Directed by Henry Selick
Screenplay by Henry Selick
Based on the novel by Neil Gaiman
Produced by Claire Jennings, Mary Sandell
Cast: Dakota Fanning, Teri Hatcher, Robert Bailey Jr, Keith David, John Hodgman, Ian McShane
Menyambut postingan sebelumnya, VCD (aduh lagi2, zaman apa ini? heuheu) kedua yg gw tonton dalam rangka catch-up wawasan perfilman gw adalah Coraline, film stop-motion animation terbaru dari sutradara film animasi serupa The Nightmare Before Christmas –ya, dia, Tim Burton mah cuman produser atau semacamnya. Agak panjang untuk menjelaskan stop-motion animation itu apa, jadi silahkan merujuk pada film The Nightmare Before Christmas, Chicken Run, serial Robot Chicken, video musik "Fell In Love With A Girl" nya The White Stripes, atau tanya mbak Wikipedia aja, hehehe. Yang pasti jenis animasi ini agak lama proses pembuatannya, tapi setidaknya dalam kasus Coraline ini, hasilnya benar2 memuaskan.

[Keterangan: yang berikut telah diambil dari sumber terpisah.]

Issue #880, opened 2021-03-29
Drop Mixpanel


breeswish:
## Feature Request

**Is your feature request related to a problem? Please describe:**

The default quota of Mixpanel can be easily exceeded in our usage scenario. We need to investigate and find other solutions. 

**Describe the feature you'd like:**

Replace Mixpanel with other services. Maybe Google Analytics can be suitable.

**Describe alternatives you've considered:**

Pay for Mixpanel. Not a best option.

**Teachability, Documentation, Adoption, Migration Strategy:**

breeswish:
Dropped.

Issue #784, opened 2020-10-30
Auto report errors and exceptions


baurine:
## Feature Request

**Is your feature request related to a problem? Please describe:**

Currently, if the dashboard crashes on the user side, we don't know what happened. We need to communicate with the user.

**Describe the feature you'd like:**

Import a tool that could automatically report the errors and exceptions for us, likes [sentry](https://docs.sentry.io/platforms/javascript/)

**Describe alternatives you've considered:**

**Teachability, Documentation, Adoption, Migration Strategy:**

breeswish:
How about utilizing current Mixpanel tracking?

baurine:
> How about utilizing current Mixpanel tracking?

That's an option, we can try it.

breezewish:
Implemented by #895

PR #895, opened 2021-04-19
monitoring: setup sentry

### LINKED ISSUE #894: Sentry setup
## Feature Request

Use Sentry.io under pingcap org for better web performance/error monitoring.

Sentry captures uncaught errors and some basic web vitals, we can also manually collect datas like routing change performance and ajax usage to help us find the bottlenecks so we can improve the user experience.

this can be done with routing change APIs and interceptors that single-spa and axios provided to track and tag each operation.

zoubingwu:
close #894 

this sentry configuration collects:

1. basic browser tracings like pageload speed, web vitals.
2. ajax call usage, including time, status, path, error report.
3. routing change events, how long it takes from route A to route B.
4. dashboard ui release info and environment.

also, single-spa was upgraded to v5.9.2, no breaking change was introduced.


ui/src/sentry.ts
```diff
@@ -0,0 +1,26 @@
...
+const release = `${name}@${version}+${hash}`
+
+// this is on purpose
+console.log('current release: ', release)
+
+const SAMPLE_RATE_PROD = 0.6
+
+Sentry.init({
+  dsn:
+    'https://10930d3b0a8d427cad2147d6d845be56@o226447.ingest.sentry.io/5721090',
```
breeswish, line 18: Maybe it should be moved to env variable to be a constant :)

ui/src/sentry.ts
```diff
@@ -0,0 +1,26 @@
+import * as Sentry from '@sentry/react'
+import { Integrations } from '@sentry/tracing'
+
+import { initSentryRoutingInstrument } from '@lib/utils/sentryHelpers'
+
+const version = process.env.REACT_APP_VERSION
+const name = process.env.REACT_APP_NAME
+const hash = process.env.REACT_APP_COMMIT_HASH
```
breeswish, line 8: Maybe better to use the information in Dashboard Version page? I'm just not sure in what case these two information will be mismatched.

breeswish (commented):
/cc @baurine @shhdgit

ui/src/sentry.ts
shhdgit: Maybe there are some differences between On-premise and cloud?

ui/src/sentry.ts
zoubingwu: @breeswish 

It might be better to have this kind of data during build time.

There are some version infos can be retrieved from `/info/info` API, but then we'll have to delay the sentry init until API response arrives if we relies on that. Also the API/network might fail or takes longer time than we expected, so...

ui/gulpfile.esm.js
```diff
@@ -21,9 +21,19 @@ task('swagger:watch', () =>
   watch(['../cmd/**/*.go', '../pkg/**/*.go'], series('swagger:generate'))
 )
 
-task('webpack:dev', shell.task('yarn react-app-rewired start'))
+task(
+  'webpack:dev',
```
shhdgit, line 25: I was wondering why we need sentry in dev mode. It's very unstable when developing.

shhdgit: Maybe we need a switch to control whether Sentry is on or not?

zoubingwu: @shhdgit What do you mean by being unstable？ Could you elaborate on this? Sending requests to sentry shouldn't hurt performance in a way you can feel.

It just tells us if it works well during dev so we can test all the features sentry provided. We can turn it off in dev tho, but it will bring a little bit more code complexity.

ui/src/sentry.ts
zoubingwu: fixed.

> Maybe there are some differences between On-premise and cloud?

currently tidb-dashboard was embedded and distributed with pd, so I'd say we keep it in env variable for now and use differenct dsn when it really needs.

ui/gulpfile.esm.js
shhdgit: My bad. Just curious about the usage of dev.
I mean there are too many useless error reports during development. May cause information overload.

zoubingwu: > may cause information overload

since we'll pass the environment property to sentry when init, it can be easily filtered.

image

> maybe we can test all features when the switch on

I mean when setting up sentry (or changing configs afterwards) there are something I'd like to be certain that it works well before we publish and distribute the code to real users. Then it cannot be avoided to send requests to sentry during dev.

shhdgit: Yes, I agree that we should test full function of Sentry before we publish. I mean like `dev-sentry` env will be better when testing sentry. Everyone in the dev env now reports to Sentry.

zoubingwu: OK, I think I get your point.

How about adding another `REACT_APP_SENTRY_ENABLED` env variable? It will be false by default in development and we can also manually change it (without commit it to git) if we want to test it in dev mode.

shhdgit: Yes, I think it's great.

zoubingwu: fixed

ui/lib/utils/sentryHelpers.ts
```diff
@@ -0,0 +1,65 @@
+import * as Sentry from '@sentry/react'
+
+const firstMountTransaction = Sentry.startTransaction({ name: 'first mount' })
+const transactionHub = new Map<string, typeof firstMountTransaction>()
+
+export const sentryEnabled = process.env.REACT_APP_SENTRY_ENABLED === 'true'
```
baurine, line 6: Maybe we should control this switch from the backend? same as the current mixpanel?

ui/src/sentry.ts
```diff
@@ -0,0 +1,30 @@
...
+
+  const SAMPLE_RATE_PROD = 0.6
+
+  Sentry.init({
+    dsn: process.env.REACT_APP_SENTRY_DSN,
+    integrations: [new Integrations.BrowserTracing()],
+    tracesSampleRate:
+      process.env.NODE_ENV === 'production' ? SAMPLE_RATE_PROD : 1.0,
+    release,
+    environment: process.env.NODE_ENV,
```
baurine, line 26: What does environment mean? should it keep the same value as process.env?

ui/lib/utils/sentryHelpers.ts
```diff
@@ -0,0 +1,65 @@
...
+export function initSentryRoutingInstrument() {
+  window.addEventListener('single-spa:first-mount', () => {
+    firstMountTransaction.finish()
+  })
+
+  window.addEventListener('single-spa:before-routing-event', (e: any) => {
+    const transaction = markStart('routing')
+    transaction.setData('routing.detail', e.detail)
+    transaction.setTag('routing.from', e.detail.oldUrl)
+    transaction.setTag('routing.to', e.detail.newUrl)
```
baurine, line 51: Same as the mixpanel, we can't collect the URL prefix and some sensitive information.

baurine:
related issue: #880 #784 

We can drop the mixpanel by sentry as well.

zoubingwu:
@breeswish discussed with baurine about dropping mixpanel, I think we can always capture pageload speed/web vitals and errors/exceptions, and reuse the old `enable_telemetry` switch to decide if other custom metrics should be reported. 

As for the proxy host (sending request to our own server then proxy it to the original mixpanel/sentry server), do you think it is necessary when using third party SaaS tools like sentry? Any thoughts about that?

ui/lib/utils/sentryHelpers.ts
zoubingwu: fixed, now ot only collect the pathname

ui/lib/utils/sentryHelpers.ts
zoubingwu: we'll be using that switch to decide if routing and ajax usage should be collected, and should init sentry to collect basic perfs by this env variable.

ui/.env.development
```diff
@@ -1,2 +1,4 @@
-REACT_APP_MIXPANEL_TOKEN=6b8d3fb93ffd04f2e76325540c838624
-PORT=3001
```
baurine, line 2: I suggest keeping this configuration. It is because the local TiDB cluster includes grafana whose default port is 3000 as well. Without this configuration, when we run `yarn start`, it will ask us whether to use another port instead.

```
Would you like to run the app on another port instead? (Y/n)
```

ui/lib/utils/sentryHelpers.ts
baurine: Just curious, `process.env.REACT_APP_SENTRY_ENABLED` shouldn't be boolean type already when we set as `REACT_APP_SENTRY_ENABLED=true` in the env?

ui/.env.development
```diff
@@ -1,2 +1,4 @@
...
+REACT_APP_VERSION=$npm_package_version
+REACT_APP_NAME=$npm_package_name
+REACT_APP_SENTRY_DSN=https://10930d3b0a8d427cad2147d6d845be56@o226447.ingest.sentry.io/5721090
+REACT_APP_SENTRY_ENABLED=false
```
baurine, line 4: Not big deal, but better to leave a more blank line.

baurine (approved):
lgtm

ui/lib/utils/sentryHelpers.ts
```diff
@@ -0,0 +1,101 @@
...
+}
+
+export function initSentryRoutingInstrument() {
+  window.addEventListener('single-spa:first-mount', () => {
+    firstMountTransaction.finish()
+  })
+
+  window.addEventListener('single-spa:before-routing-event', (e: any) => {
+    const { pathname: newUrlPath } = url.parse(e.detail.newUrl)
+    const { pathname: oldUrlPath } = url.parse(e.detail.oldUrl)
```
baurine, line 51: Because we use the hash route, not sure whether this can parse correctly.

ui/.env.development
zoubingwu: fixed, vscode was auto removing that new line for no reason..

ui/lib/utils/sentryHelpers.ts
zoubingwu: [according to nodejs doc](https://nodejs.org/api/process.html#process_process_env): 

> Assigning a property on process.env will implicitly convert the value to a string. This behavior is deprecated. Future versions of Node.js may throw an error when the value is not a string, number, or boolean.

dotenv also follows that, there is an issue about this https://github.com/motdotla/dotenv/issues/51

ui/.env.development
zoubingwu: fixed

ui/lib/utils/sentryHelpers.ts
zoubingwu: fixed

baurine (approved):
lgtm

ui/lib/utils/sentryHelpers.ts
```diff
@@ -0,0 +1,107 @@
...
+      config.headers['x-sentry-trace'] = transaction.traceId
+    }
+    return config
+  })
+
+  instance.interceptors.response.use(
+    function (response) {
+      const id = response.config.headers['x-sentry-trace']
+      if (id) {
+        const { pathname } = url.parse(response.config.url!)
```
breeswish, line 92: will we leak sensitive data when reporting the URL?

breeswish (commented):
the rest LGTM

ui/lib/utils/sentryHelpers.ts
zoubingwu: this only reports url pathname to track each API calls, quries or hostname or payloads won't be reported.

image

breeswish (approved):
Cool! BTW will we have same fields as previous Mixpanel does? For example, in Mixpanel we can know primary user browsers, OS, screen sizes, etc.

zoubingwu:
Sentry is mostly a so-called "transaction-based" monitoring tool, consider each event like an ajax call, a route change is a transaction, and every transaction has a context, for example the browser name or versions or other things we manually added into the context, so yes, we can have this kind of information like you mentioned, there is a screenshot I took from the a test project.

image

You can find them at the bottom-left of the image.

What sentry is not providing is an overall analysis like Google Analytics or Mixpanel, it is more focusing on errors and performance issues with very limited data/behavior analysis features.

It also provides a feature called "Discover", you can write your own quries to read from all the transactions sentry was saving and export or visualize the results. But it requires a business plan, we may talk to them to see if we can get any sponsoringship or discount tho since we are a open source project.

breeswish:
So seems that in order to know overall reports, like what's the most favourite browser user is using, we'd better add Google Analytics, right? /cc @baurine

breeswish (approved):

Coraline Jones (Dakota Fanning) beserta ayah-ibunya baru saja pindah ke sebuah rumah yg dibagi jadi 4 apartemen..yah, kontrakan lah kalo orang sini bilangnya. Ibu (Teri Hatcher) dan Ayah (John Hodgman) adalah penulis artikel yg biasa ada di majalah semacam Trubus. Meskipun mereka sudah pindah ke tempat yg lebih sederhana dan jauh dari hiruk pikuk kota, mereka masing2 tetap sibuk sendiri dan mengabaikan bahkan jutek sama putri tunggal mereka (dan si ayah yg tugas masak, masakannya nggak enak). Itu benar2 membuat Coraline kesal, ditambah suasana rumah yg bobrok dan tetangga2 yg aneh yg sering salah menyebut namanya jadi Caroline (^.^), apalagi ia belum punya teman di lingkungan baru selain Wyborn (Robert Bailey Jr), cucu juragan kontrakan yg menurut Coraline anak ini cerewet sekali.. Bisa ditebak, Coraline tidak senang dengan kehidupan barunya ini.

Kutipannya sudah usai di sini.